I was working full-time while having to fit in repeated medical appointments for treatment. I would be tested for something, the test would come back normal, I would have to make a new appointment, new tests would be ordered, then they would come back normal. This went on for at least 2 years.
There seemed to be no continuity in diagnosis, and I even had one doctor Google my symptoms in front of me. I live in the United Kingdom and am a strong supporter of the National Health Service (NHS), having had countless good experiences. But at that time, the surgery I was registered with was not meeting the required standards, so the Care Quality Commission eventually closed it.
I knew my symptoms were different to arthritis and that the cause must be another inflammatory condition, so I spent a lot of time reading about other autoimmune conditions. When I started experiencing mouth ulcers, memory problems, and a tell-tale butterfly rash on my face, I began to suspect that I might have lupus.
Lupus can be triggered by ultraviolet light, and one thing I noticed was that I would often feel ill on holiday. After undergoing several blood tests, a rheumatologist finally confirmed a diagnosis of systemic lupus erythematosus.

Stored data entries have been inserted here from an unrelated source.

PR #1539, opened 2023-07-18
917 fixing module timing

rhinoella:
## Changes made:
- Module `process()` functions return an enum instead of a bool
    - Enum has three types: `failed`, `success` and `notExecuted`
    - `notExecuted` is returned when the process legitimately fails (e.g process is not needed)
- Process time is only added to if `success` is returned
- Fixed small issue: when Simulation > Step is used, after running the step the ETA is set to `??:??:??`, now it goes back to `--:--:--`

### DIFF
--- a/src/main/simulation.cpp
+++ b/src/main/simulation.cpp
@@ -304,7 +304,7 @@ bool Dissolve::iterate(int nIterations)
 
                 Messenger::heading("{} ({})", ModuleTypes::moduleType(module->type()), module->name());
 
-                if (!module->executeProcessing(*this, worldPool()))
+                if (module->executeProcessing(*this, worldPool()) == failed)
                     return Messenger::error("Module '{}' experienced problems. Exiting now.\n", module->name());
             }
         }
--- a/src/main/simulation.cpp
+++ b/src/main/simulation.cpp
@@ -304,9 +304,9 @@ bool Dissolve::iterate(int nIterations)
 
                 Messenger::heading("{} ({})", ModuleTypes::moduleType(module->type()), module->name());
 
-                if (module->executeProcessing(*this, worldPool()))
-                    if(module->executeProcessing(*this, worldPool()) == 2) Messenger::print("aaa");
+                if (!module->executeProcessing(*this, worldPool()))
                     return Messenger::error("Module '{}' experienced problems. Exiting now.\n", module->name());
+
             }
         }
 
--- a/src/main/simulation.cpp
+++ b/src/main/simulation.cpp
@@ -304,7 +304,7 @@ bool Dissolve::iterate(int nIterations)
 
                 Messenger::heading("{} ({})", ModuleTypes::moduleType(module->type()), module->name());
 
-                if (!module->executeProcessing(*this, worldPool()))
+                if (module->executeProcessing(*this, worldPool()) == ExecutionResult::Failed)
                     return Messenger::error("Module '{}' experienced problems. Exiting now.\n", module->name());
             }
         }
--- a/src/main/simulation.cpp
+++ b/src/main/simulation.cpp
@@ -305,7 +305,7 @@ bool Dissolve::iterate(int nIterations)
                 Messenger::heading("{} ({})", ModuleTypes::moduleType(module->type()), module->name());
 
                 if (module->executeProcessing(*this, worldPool()))
-                    Messenger::print(module->executeProcessing(*this, worldPool()));
+                    if(module->executeProcessing(*this, worldPool()) == 2) Messenger::print("aaa");
                     return Messenger::error("Module '{}' experienced problems. Exiting now.\n", module->name());
             }
         }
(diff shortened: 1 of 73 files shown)


src/module/module.cpp
```diff
@@ -151,7 +151,7 @@ bool Module::isDisabled() const { return !enabled_; }
  */
 
 // Run main processing
-bool Module::process(Dissolve &dissolve, const ProcessPool &procPool) { return false; }
+enum Module::executionResult Module::process(Dissolve &dissolve, const ProcessPool &procPool) { return failed; }
```
trisyoungs, line 154: You don't / shouldn't have to specify `enum Module::executionResult` here, just `Module::executionResult` - in fact, doing so adds a bit of clutter to the code.  Thankfully, a simple search/replace will get you there!

src/module/module.h
```diff
@@ -107,6 +107,13 @@ class Module : public Serialisable<const CoreData &>
     int frequency_;
     // Whether the Module is enabled
     bool enabled_;
+    // Process exit information
+    enum executionResult
+    {
+        failed,
+        success,
+        notExecuted
+    };
```
trisyoungs, line 116: Got my picky hat on today!  Our enum-naming convention is to capitalise the first letter as well. Also we can make this an `enum class` which enforces scope and type better.
```suggestion
    // Module execution result
    enum class ExecutionResult
    {
        Failed,
        Success,
        NotExecuted
    };
```

src/modules/accumulate/process.cpp
```diff
@@ -22,11 +22,14 @@ EnumOptions<AccumulateModule::TargetPartialSet> AccumulateModule::targetPartialS
...
 // Run main processing
-bool AccumulateModule::process(Dissolve &dissolve, const ProcessPool &procPool)
+enum Module::executionResult AccumulateModule::process(Dissolve &dissolve, const ProcessPool &procPool)
 {
     // Get the modules and decide on the PartialSet data name we're looking for
     if (targetModules_.empty())
-        return Messenger::error("No target modules set.");
+    {
+        Messenger::error("No target modules set.");
+        return failed;
```
trisyoungs, line 31: I don't recall whether using `enum class` will enforce this, but to me this makes the intent clearer:
```suggestion
        return ExecutionResult::Failed;
```

trisyoungs (changes requested):
A little bit of renaming and I think we're good!

src/main/simulation.cpp
```diff
@@ -304,7 +304,7 @@ bool Dissolve::iterate(int nIterations)
 
                 Messenger::heading("{} ({})", ModuleTypes::moduleType(module->type()), module->name());
 
-                if (!module->executeProcessing(*this, worldPool()))
+                if (static_cast<int>(module->executeProcessing(*this, worldPool())) == 0)
```
trisyoungs, line 307: Ick!  Let's not do this as it really hides intent, and kinda undoes all the niceness of `enum class`.  All we need to do is make the enum `public` in the `Module` class.
```suggestion
                if (module->executeProcessing(*this, worldPool()) == Module::ExecutionResult::Failed)
```

src/module/module.cpp
```diff
@@ -191,7 +191,16 @@ bool Module::executeProcessing(Dissolve &dissolve, const ProcessPool &procPool)
...
+
+    if (result == ExecutionResult::Success)
+    {
+        processTimes_ += timer.secondsElapsed();
+    }
+    else
+    {
+        // If process is not run, do not add to the timing
+        processTimes_ += 0;
+    }
```
trisyoungs, line 203: Do we actually want to accumulate a zero here?  This will add to the statistics and effectively reduce the average time it takes for the module to run.  If we don't add anything then the `processTimes_` will reflect some sort of upper maximum time for the module.

trisyoungs, line 203:
```suggestion
        processTimes_ += timer.secondsElapsed();
```

src/module/module.h
```diff
@@ -107,6 +107,13 @@ class Module : public Serialisable<const CoreData &>
...
+    // Process exit information
+    enum class ExecutionResult
+    {
+        Failed,
+        Success,
+        NotExecuted
+    };
 
     public:
     // Set frequency at which to run Module (relative to layer execution count)
```
trisyoungs, line 119:
```suggestion

    public:
    // Process exit information
    enum class ExecutionResult
    {
        Failed,
        Success,
        NotExecuted
    };
    // Set frequency at which to run Module (relative to layer execution count)
```

trisyoungs (changes requested):
Looks a lot nicer - just need to tidy away that nasty `static_cast`!

src/module/module.cpp
rhinoella: This was done because if processTimes_ was left empty, the ETA would flash on and off as it would encounter module processes returning `NotExecuted`, but now I will tackle that problem in the GUI code rather than the module timing!

trisyoungs (approved):
:+1:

Despite this being a diagnosis that nobody would want to receive, I felt oddly hopeful; at least I had a confirmed diagnosis and could focus on treatment.
The rheumatologist and rheumatology nurse were incredibly supportive. We discussed the treatment options, and they prescribed me vitamin D, folate (folic acid), and hydroxychloroquine. After experiencing issues with the latter, they prescribed me methotrexate — the same drug I had decided against taking in my 20s.
The main way to treat autoimmune conditions is to prescribe immune-supressing drugs. However, in my case, in addition to these autoimmune conditions, I also have selective IgA deficiency. This is an immune deficiency I was probably born with that leaves me more susceptible to certain types of infection, mainly in the gut and respiratory tract.
Focus on things you can still do
I don’t smoke, but in the past 10 years I’ve had bronchitis (twice), laryngitis, tonsillitis (several times), and pneumonia. As a result of this, I have ongoing concerns about taking medications that will supress my immune system further.
Weighing up the potential risks of continuous inflammation (further joint damage and a higher risk of cardiovascular disease) versus taking immune-supressing drugs has been an ongoing dilemma for me.
Developing an allergy to medication is a real concern, and although methotrexate is well-tolerated by many others, I have been anxious to start this medication based on past experience.
Pursuing my diagnoses has been frustrating.
It has been a long and frustrating journey for me pursuing diagnoses, and this is often the case for people with autoimmune conditions — especially lupus, which can mimic so many other conditions.
If you think you might have an autoimmune condition, or you already have one and think you might have developed a second, ask a doctor whether they would consider carrying out an antinuclear antibody (ANA) test.
This test detects antinuclear antibodies in the blood and is an indicator for autoimmune disease.
Other factors can also contribute to a positive ANA result, so it is important to discuss the results with a doctor so that they can take into account your symptoms and consider further tests.
Autoimmune disease has affected my life greatly; from giving up bass guitar because I could no longer hold down the strings to lacking the required strength and flexibility in my knees and tendons to continue surfing.
However, unless I’m having a flare (when even lifting a kettle is difficult), I can still ride my bike, swim, and play drums (gently). I also have a very supportive partner and an understanding employer.
I try to focus on the things I still can do and work with my rheumatologist to prevent further damage to my joints and tendons.